La demande de remboursement des salaires trop perçus fondée sur un taux d’emploi de 81 % n’est pas justifiée dans son quantum et les parties seront renvoyées à faire le calcul des sommes restant éventuellement dues par M. de Z à ce titre avec la faculté de saisir à nouveau la cour en cas de difficulté.
Sur la demande de dommages et intérêts pour procédure abusive
Le syndicat des copropriétaires sera débouté de sa demande de dommages et intérêts pour procédure abusive, particulièrement mal fondée en l’espèce puisqu’il succombe partiellement en appel.

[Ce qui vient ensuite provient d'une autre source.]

Issue #3305, opened 2024-08-16
nltk.find:No such file or directory: '/root/nltk_data/tokenizers/punkt/PY3_tab'


hpx502766238:
nltk 3.8.1
```
import nltk
nltk.set_proxy('127.0.0.1:7890')
nltk.download('punkt_tab')
nltk.find('tokenizers/punkt_tab')

```
[nltk_data] Downloading package punkt_tab to /root/nltk_data...
[nltk_data]   Unzipping tokenizers/punkt_tab.zip.
Traceback (most recent call last):
  File "/mnt/vdb1/langchain-knowledge-base/1.py", line 4, in <module>
    nltk.find('tokenizers/punkt_tab')
  File "/mnt/vdb1/langchain-knowledge-base/venv/lib/python3.10/site-packages/nltk/data.py", line 537, in find
    return FileSystemPathPointer(p)
  File "/mnt/vdb1/langchain-knowledge-base/venv/lib/python3.10/site-packages/nltk/compat.py", line 41, in _decorator
    return init_func(*args, **kwargs)
  File "/mnt/vdb1/langchain-knowledge-base/venv/lib/python3.10/site-packages/nltk/data.py", line 312, in __init__
    raise OSError("No such file or directory: %r" % _path)
OSError: No such file or directory: '/root/nltk_data/tokenizers/punkt/PY3_tab'

hpx502766238:
> nltk 3.8.1
> 
> ```
> import nltk
> nltk.set_proxy('127.0.0.1:7890')
> nltk.download('punkt_tab')
> nltk.find('tokenizers/punkt_tab')
> ```
> 
[...]

PR #3306, opened 2024-08-17
Don't add PY3 in data path

ekaf:
Drop _data.py_ support for the added PY3 folder in the old pickle packages. 
This is related to issue #3305, which would not happen anymore anyway, because support is already dropped in _compat.py_,


ekaf:
Sorted the last wordnet tests, so that CI succeeds.

stevenbird:
Thanks @ekaf great catch

Issue #3285, opened 2024-07-12
nltk.metrics.aline feature map missing IPA symbols


TomerYS:
For nltk.metrics.aline there seem to be missing some IPA vowels like "ʌ" or "ʊ" in the feature map.

WilliamPLaCroix:
Created a pull request adding missing vowels from [Wikipedia IPA vowel chart](https://en.wikipedia.org/wiki/IPA_vowel_chart_with_audio) here in [issue #3323](https://github.com/nltk/nltk/pull/3323)

stevenbird:
Resolved in https://github.com/nltk/nltk/commit/9a5622f8a5b228df9499cd03181d9f8491e39f17

PR #3323, opened 2024-09-12
Adressing issue "nltk.metrics.aline feature map missing IPA symbols #3285"

WilliamPLaCroix:
Added several vowel entries to `metrics/aline.py` under `feature_matrix` in order to conform with [Wikipedia IPA vowel chart](https://en.wikipedia.org/wiki/IPA_vowel_chart_with_audio).


TomerYS:
Thank you for the work.
It should be also considered to add "mid-low" and "mid-high" stats for the "similarity_matrix" as the IPA chart is divided into 5 main levels.

WilliamPLaCroix:
I considered that, but didn't want to make such a big change, since those
would have to be added to the calculation (maybe just "0.25" and "0.75",
respectively), and I didn't know how much that would affect the algorithm /
function.

stevenbird:
Thanks @WilliamPLaCroix.
I pushed aline.py separately.
I agree about fewer vowel heights.

WilliamPLaCroix:
Thank you @stevenbird.
Would you be willing to add me to the AUTHORS.md contributors list? I forgot to update that with the pull request.
"William LaCroix <https://github.com/WilliamPLaCroix>"

PR #3327, opened 2024-10-02
Prevent multiple parallel downloads of the same package

### LINKED ISSUE #3248: Downloader race condition with multiple processes
When calling `nltk.download` followed by model usage from multiple processes at once, at least four types of errors can happen:
- `Error with downloaded zip file`
- `[Errno 2] No such file or directory`
- `zipfile.BadZipFile: Bad CRC-32 for file`
- `LookupError`

I can reproduce this every time using the following script (but you may need to tweak the sleep time or number of processes to match your hardware and internet connection):
```
import os
import nltk
import time
import random
import shutil
import multiprocessing

def download_and_run():
    print("Downloading...")
    time.sleep(random.random() * 2)
    nltk.download('punkt', force=True, download_dir='models')
    nltk.data.path.insert(0, 'models')
    print(nltk.sent_tokenize("Some text to split. Another sentence."))

if __name__ == "__main__":
    shutil.rmtree('models', ignore_errors=True)

    processes = []
    for i in range(10):
        processes.append(multiprocessing.Process(target=download_and_run))

    for p in processes:
        p.start()

    for p in processes:
        p.join()
```

The issue can be solved by writing model files atomically, as proposed in this pull request: https://github.com/nltk/nltk/pull/3247.

ekaf:
Fix #3248 using file locks.

In #3248, @naktinis describes a situation where users launch multiple useless parallel downloads of the same file, and cause race conditions. Rather than encouraging this behaviour as #3247 does, this PR attacks the root cause of the problem by using locks to prevent the useless downloads.

So [this test](https://github.com/nltk/nltk/issues/3248#issue-2266412613) (updated to request the current _punkt_tab_ instead of the deprecated _punkt_ package) now succeeds:

```
import os
import nltk
import time
import random
import shutil
import multiprocessing

def download_and_run():
    time.sleep(random.random() * 2)
    nltk.download('punkt_tab', force=True, download_dir='models')
    nltk.data.path.insert(0, 'models')
    print(nltk.sent_tokenize("Some text to split. Another sentence."))

if __name__ == "__main__":
    shutil.rmtree('models', ignore_errors=True)

    processes = []
    for i in range(10):
        processes.append(multiprocessing.Process(target=download_and_run))

    for p in processes:
        p.start()

    for p in processes:
        p.join()
```

[nltk_data]   Package punkt_tab: creating lockfile
[nltk_data]   Package punkt_tab: acquired lock, age:0.0 sec.
[nltk_data] Downloading package punkt_tab to models...
[nltk_data]   Package punkt_tab: found locked, age:0.01 sec.
[nltk_data]   Package punkt_tab: preventing redundant download ...
[nltk_data]   Package punkt_tab: found locked, age:0.41 sec.
[nltk_data]   Package punkt_tab: preventing redundant download ...
[nltk_data]   Package punkt_tab: found locked, age:0.49 sec.
[nltk_data]   Package punkt_tab: preventing redundant download ...
[nltk_data]   Package punkt_tab: found locked, age:0.62 sec.
[nltk_data]   Package punkt_tab: preventing redundant download ...
[nltk_data]   Package punkt_tab: found locked, age:0.72 sec.
[nltk_data]   Package punkt_tab: preventing redundant download ...
[nltk_data]   Package punkt_tab: found locked, age:1.08 sec.
[nltk_data]   Package punkt_tab: preventing redundant download ...
[nltk_data]   Package punkt_tab: found locked, age:1.22 sec.
[nltk_data]   Package punkt_tab: preventing redundant download ...
[nltk_data]   Package punkt_tab: found locked, age:1.34 sec.
[nltk_data]   Package punkt_tab: preventing redundant download ...
[nltk_data]   Package punkt_tab: found locked, age:1.35 sec.
[nltk_data]   Package punkt_tab: preventing redundant download ...
[nltk_data]   Unzipping tokenizers/punkt_tab.zip.
[nltk_data]   Package punkt_tab: released lock, age:2.7 sec.
['Some text to split.', 'Another sentence.']
['Some text to split.', 'Another sentence.']
['Some text to split.', 'Another sentence.']
['Some text to split.', 'Another sentence.']
['Some text to split.', 'Another sentence.']
['Some text to split.', 'Another sentence.']
['Some text to split.', 'Another sentence.']
['Some text to split.', 'Another sentence.']
['Some text to split.', 'Another sentence.']
['Some text to split.', 'Another sentence.']

### DIFF
--- a/nltk/downloader.py
+++ b/nltk/downloader.py
@@ -455,6 +455,35 @@ class LockFile:
     used to ensure unique package downloads.
 
     Refreshes eventual stale lockfiles left over from a previous crash.
+
+    Example usage:
+    >>> import os
+    >>> from tempfile import gettempdir
+    >>> from time import sleep
+    >>> class Info:
+    ...     def __init__(self, id, size):
+    ...         self.id = id
+    ...         self.size = size
+    >>> info = Info('test_package', 1000)
+    >>> lockfile = LockFile(info)
+
+    # Test lockfile creation
+    >>> lockfile.exists()
+    False
+    >>> sum('acquired ' in  msg.info for msg in list(lockfile.acquire()))
+    1
+    >>> lockfile.exists()
+    True
+
+    # Test lockfile age
+    >>> lockfile.age() < 1  # Should be very recent
+    True
+
+    # Test lockfile release
+    >>> sum('released ' in  msg.info for msg in list(lockfile.release()))
+    1
+    >>> lockfile.exists()
+    False
     """
 
     def __init__(self, info):
--- a/nltk/downloader.py
+++ b/nltk/downloader.py
@@ -170,6 +170,7 @@ import time
 import warnings
 import zipfile
 from hashlib import md5
+from tempfile import gettempdir
 from xml.etree import ElementTree
 
 try:
@@ -404,7 +405,7 @@ class UpToDateMessage(DownloaderMessage):
 
 
 class DownloadInfoMessage(DownloaderMessage):
-    """Another process is already downloading the package"""
+    """More information about the package download"""
 
     def __init__(self, package, info=""):
         self.package = package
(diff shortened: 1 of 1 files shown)


ekaf:
Checking the semlock using _get_value() fails with a "Not implemented" error on macOS. But _is_zero() works.

Update: we don't need real locks anyway, since booleans are sufficient, when they are shared across threads using a multiprocessing Manager.

Now, we use file locks instead, in case parallel downloads are launched from different platforms.

ekaf:
While preventing multiple parallel downloads of a file into the same local directory, should it still be possible to have parallel downloads of a package into multiple directories?
Unlike the former case, this might have some utility. But I don't think NLTK needs to support it, because once downloaded, users could distribute the file to multiple locations locally.

ekaf:
I am not satisfied with this PR, and find it especially problematic to make assumptions about the user's download speed. So I am currently exploring the possibility of monitoring the growth of the downloaded file instead. Meanwhile, this is likely to remain in draft stage for a long time, and I would much appreciate any comment.

PR #3335, opened 2024-10-21
fixed the synset.pos call

### LINKED ISSUE #3334: Missing procedure call in line 417
Line 417 of the file "nltk/app/wordnet_app.py" should look like this:

    elif synset.pos() == wn.ADJ or synset.pos() == wn.ADJ_SAT:

but instead looks like this:

    elif synset.pos() == wn.ADJ or synset.pos == wn.ADJ_SAT:

which will generate this error (complete with spelling mistake) :

    "Unhandles synset POS type: s"

drewvid:
Fix #3334: fixed the synset.pos call and a spelling mistake

### DIFF
--- a/nltk/app/wordnet_app.py
+++ b/nltk/app/wordnet_app.py
@@ -414,7 +414,7 @@ def get_relations_data(word, synset):
                 ),
             ),
         )
-    elif synset.pos() == wn.ADJ or synset.pos == wn.ADJ_SAT:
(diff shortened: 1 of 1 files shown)


ekaf (approved):
Perfect, this is an obvious fix, which I don't think anybody could have objections against.

ekaf:
Thanks @drewvid!

PR #3340, opened 2024-11-19
Update Anaconda Distribution reference

emmanuel-ferdman:
# PR Summary
Small PR - fixes the Anaconda Distribution reference in `web/install.rst`. Relevant page: https://www.nltk.org/install.html

### DIFF
--- a/web/install.rst
+++ b/web/install.rst
@@ -10,7 +10,7 @@ Setting up a Python Environment (Mac/Unix/Windows)
 
 Please go through this guide to learn how to manage your virtual environment managers before you install NLTK,  https://docs.python-guide.org/dev/virtualenvs/
 
-Alternatively, you can use the Anaconda distribution installer that comes "batteries included" https://www.anaconda.com/distribution/
+Alternatively, you can use the Anaconda distribution installer that comes "batteries included" https://www.anaconda.com/download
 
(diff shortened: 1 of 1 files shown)


emmanuel-ferdman:
@ekaf @stevenbird can you please review and merge this small PR when you get the chance? 🙌

ekaf:
Not sure this Url is needed. If it changes, it might be better to remove it, rather than having to maintain it.

emmanuel-ferdman:
@ekaf should I remove this whole line?

ekaf:
This is a very difficult question. I would wait to hear more knowledgeable opinions.

emmanuel-ferdman:
@ekaf can you please ping the maintainers or others knowledgeable about this section for their input? 🙏

ekaf:
Sure, @emmanuel-ferdman, but please understand that a careful review can take a very long time...

ekaf:
In my opinion, it is still very relevant to recommend Anaconda. But their possible landing pages are just not very good. For ex. their _download_ page gives the impression that providing an e-mail address is required. Maybe it is best to let the users search for Anaconda if they want it.

It is also a concern that problems with Anaconda are wrongly reported as Nltk issues.

PR #3344, opened 2024-12-06
Lesk: handling ties

GeneralPoxter:
In case of ties for overlap scores, the current implementation of Lesk defaults to the higher index sense (e.g. max(synset) returns the last sense in the synset).

To improve performance, this PR defaults to the lower index sense (which tends to be more frequent, since synsets are generally ordered by frequency) in case of ties.

In the case of the "bank" example given in the function's documentation, the new assigned sense would be Synset('depository_financial_institution.n.01'), which I believe is the correct sense of the word.

### DIFF
--- a/nltk/wsd.py
+++ b/nltk/wsd.py
@@ -44,7 +44,7 @@ def lesk(context_sentence, ambiguous_word, pos=None, synsets=None, lang="eng"):
 
     if not synsets:
         return None
-    
+
     sense = max(synsets, key=lambda ss: len(context.intersection(ss.definition().split())))
 
     return sense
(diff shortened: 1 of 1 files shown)


ekaf:
@GeneralPoxter, it makes sense to consider the frequencies. But then, you can't just call it _lesk_, because it is a variant of the original algorithm.

GeneralPoxter:
The original paper by Lesk does not specify a tiebreaking strategy, so the current nltk implementation is no closer to the original algorithm than this PR. However, there is [precedence in literature](http://www.lrec-conf.org/proceedings/lrec2004/pdf/219.pdf) to defaulting to the wordnet ordering when there is no overlap. When I mentioned "original implementation of Lesk" above, I was referring to nltk's current implementation and not the original algorithm itself.

ekaf:
Yes, the implementation in Nltk is already a Lesk variant, rather than the original algorithm, by using Wordnet. But then, there is an opportunity to also use Wordnet's frequency ordering, as this PR does.
It is not surprising that the more frequent sense has a higher probability of being correct.

stevenbird:
Thanks Jason.

PR #3348, opened 2024-12-18
Only import tkinter if a GUI is needed

### LINKED ISSUE #2949: Importing NLTK breaks PyTorch multiprocessing on Mac
Importing NLTK breaks PyTorch multi-processing on Mac (both Intel and M1 based). 

```python
import torch
from torch.utils.data import DataLoader, TensorDataset
import os
import torch.multiprocessing as mp

import nltk

if __name__ == "__main__":
    if mp.get_start_method(allow_none=True) is None and os.name != 'nt':
        mp.set_start_method('fork')

    train = TensorDataset(torch.ones((50, 5)))

    pipe = DataLoader(dataset=train, batch_size=5, num_workers=1)
    itr = iter(pipe)
    data = next(itr)
    print(data)
```

The above code will run fine if the (unused) nltk import is removed, but when it is present it will cause the worker threads to crash:

RuntimeError: DataLoader worker (pid 62735) is killed by signal: Trace/BPT trap: 5. 
RuntimeError: DataLoader worker (pid(s) 62735) exited unexpectedly

This conflict exists both with older versions of PyTorch (1.7.1) as well as the latest version (1.10.2). Tested with NLTK 3.6.7 and 3.7. This conflict does not appear on Linux.

samertm:
Only import tkinter if the user is calling a function that explicitly uses a GUI instead of at the top-level.

This avoids the issue on macOS where calling fork after importing nltk without using any gui-related features causes the program to segfault.

Also adds the env var NLTK_DOWNLOADER_FORCE_INTERACTIVE_SHELL which forces the use of the interactive shell when using interactive downloader if set to 'true'.

Fixes #2949.

Tested that the reproducing program no longer crashes:

```
import torch
from torch.utils.data import DataLoader, TensorDataset
import os
import torch.multiprocessing as mp

import nltk

if __name__ == "__main__":
    if mp.get_start_method(allow_none=True) is None and os.name != 'nt':
        mp.set_start_method('fork')

    train = TensorDataset(torch.ones((50, 5)))

    pipe = DataLoader(dataset=train, batch_size=5, num_workers=1)
    itr = iter(pipe)
    data = next(itr)
    print(data)
```

Tested that the nltk downloader GUI still works when explicitly requested.

Tested that the nltk.sem.drt draw demos still work.

### DIFF
--- a/AUTHORS.md
+++ b/AUTHORS.md
@@ -303,6 +303,7 @@
 - Ron Urbach <https://github.com/sharpblade4>
 - Vivek Kalyan <https://github.com/vivekkalyan>
 - Tom Strange https://github.com/strangetom
+- Samer Masterson <https://github.com/samertm>
 
 ## Others whose work we've taken and included in NLTK, but who didn't directly contribute it:
 
--- a/nltk/__init__.py
+++ b/nltk/__init__.py
@@ -19,6 +19,7 @@ isort:skip_file
 """
 
 import os
+import importlib
 
 # //////////////////////////////////////////////////////
 # Metadata
@@ -169,7 +170,6 @@ draw = lazyimport.LazyModule("draw", locals(), globals())
 toolbox = lazyimport.LazyModule("toolbox", locals(), globals())
 
 # Optional loading
-
 try:
     import numpy
 except ImportError:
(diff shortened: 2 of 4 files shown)


stevenbird:
Thanks @samertm

PR #3352, opened 2025-01-02
Auto update the year in copyright notice.

naamanu:
There are many other places that still have the year 2024, is there a timeline to update those or should i update those as well?


stevenbird:
Thanks @claeusdev, but we have a script for this.

PR #3367, opened 2025-02-14
Test fixes

pdeblanc:
I found three failing test cases when running tests locally on my Mac M1. Here are some fixes.

- The generation doctest was expecting an exception to be raised when the supplied grammar is recursive, but this behavior was changed by commit 7250f930b7 (over a year ago), so I've deleted the test.
- The probability doctest was returning `0.08433050215340412` instead of `0.08433050215340411` when running on my machine. I'm not sure whether this is a flaky test that depends on the exact hardware, or whether some arithmetic operations were refactored at some point, but I am guessing that reducing the precision of the test would be acceptable.
- The tree pretty-printing doctest was producing a horizontally-flipped output on my machine. I am guessing that the branch ordering was nondeterministic, so I sorted the branches for the test.


ekaf:
Thanks @pdeblanc for catching these failures. I am surprised that they were not caught by CI.
Concerning  _generate.doctest_, the test is not needed, but it is not really obsolete, because you can still trigger the error by setting a sufficiently high _depth_, as here:

```
Infinite grammars will throw a RecursionError if ``depth`` is too high:

    >>> grammar = CFG.fromstring("""
    ... S -> A B
    ... A -> B
    ... B -> "b" | A
    ... """)
    >>> import sys
    >>> list(generate(grammar, depth=sys.getrecursionlimit()//2))
    ...
    RuntimeError: The grammar has rule(s) that yield infinite recursion!
    Eventually use a lower 'depth', or a higher 'sys.setrecursionlimit()'.

```

PR #3371, opened 2025-02-25
Add support for mixed rules conversion into Chomsky Normal Form

josecols:
Hello!

I'm a student in computational linguistics and recently noticed that `CFG.chomsky_normal_form()` can't handle mixed rules; this PR adds support for this. The implementation is based on Section 18.6.1 from [Speech and Language Processing](https://web.stanford.edu/~jurafsky/slp3/).

**What is changing?**
* I added a new method called `remove_mixed_rules` that converts hybrid rules containing terminals and non-terminals into rules with only non-terminals. The lexical items are replaced with *dummy* non-terminals, which are then added as unitary lexical productions.
* The `CFG.chomsky_normal_form()` now includes a call to this method.
* I added myself to `AUTHORS.md` as per contribution guidelines.

**Tests**
* I added a new section to `grammar.doctest`; however, I noticed that there is also a relevant unit test module, `test_cfg2chomsky`. Please let me know if you prefer the latter, and I will adjust the tests accordingly.
* All `develop` passing tests passed when running `tox -e py312`.

### DIFF
--- a/AUTHORS.md
+++ b/AUTHORS.md
@@ -307,6 +307,7 @@
 - Samer Masterson <https://github.com/samertm>
 - William LaCroix <https://github.com/WilliamPLaCroix>
 - Peter de Blanc <https://github.com/pdeblanc>
+- Jose Cols <https://github.com/josecols>
 
 ## Others whose work we've taken and included in NLTK, but who didn't directly contribute it:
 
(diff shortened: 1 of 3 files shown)


stevenbird:
Great first contribution, thanks @josecols!

josecols:
Thank you, @stevenbird!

Il sera condamné aux dépens de première instance et d’appel et versera à M de Z la somme de 900 euros au titre de l’article 700 du code de procédure civile.
PAR CES MOTIFS
Infirme partiellement le jugement en ce qu’il a débouté M. X de Z de sa demande de rappel de salaire pour surveillance pendant l’exécution des tâches et l’a condamné aux dépens par lui exposés en première instance et en ce qu’il a débouté le syndicat des copropriétaires de sa demande de rectification matérielle du contrat de travail ainsi que de sa demande de remboursement des salaires versés en trop compte tenu du total erroné des UV figurant sur le contrat de travail ;
Statuant à nouveau,
Condamne le Syndicat des copropriétaires de la résidence « les bois clairs », 48 à XXX à Sainte B des bois 91700, à payer à M. X de Z la somme de 1552,75 euros au titre du rappel de salaire pour surveillance pendant l’exécution des tâches calculée sur la base d’une unité de valeur par lot principal, soit 108 UV, et la somme de 155,27 euros au titre des congés payés afférents, ces sommes avec intérêts à compter du 31 mars 2009, date de la convocation devant le bureau de conciliation, sur la somme de 986 euros pour le rappel de salaire et 98 euros pour les congés payés afférents, et à compter de chaque échéance pour le surplus ;
Dit que l’annexe du contrat de travail conclu le 12 novembre 2002 comporte une erreur matérielle sur le total 1 du nombre d’UV, l’addition du nombre d’ U.V. attribué à chaque tâche conduisant à un total de 8008 UV , hors permanence de jour ;
Dit que le contrat de travail doit comporter 108 UV au titre de la surveillance pendant l’exécution des tâches et 1000 UV au titre de la permanence de jour et préciser la nature des travaux spécialisés et qualifiés ;
Renvoie les parties à calculer les sommes restant éventuellement dues par M. de Z à titre de trop perçu de salaire avec la faculté de saisir à nouveau la cour en cas de difficulté ;
Confirme le jugement déféré pour le surplus ;
Ajoutant,
Déboute le Syndicat des copropriétaires de la résidence « les bois clairs », 48 à XXX à Sainte B des bois 91700, de sa demande de dommages et intérêts ;
Condamne le Syndicat des copropriétaires de la résidence « les bois clairs », 48 à XXX à Sainte B des bois 91700, à verser à M. X de Z la somme de 900 euros au titre de l’article 700 du code de procédure civile.
Condamne le Syndicat des copropriétaires de la résidence « les bois clairs », 48 à XXX à Sainte B des bois 91700 aux dépens de première instance et d’appel.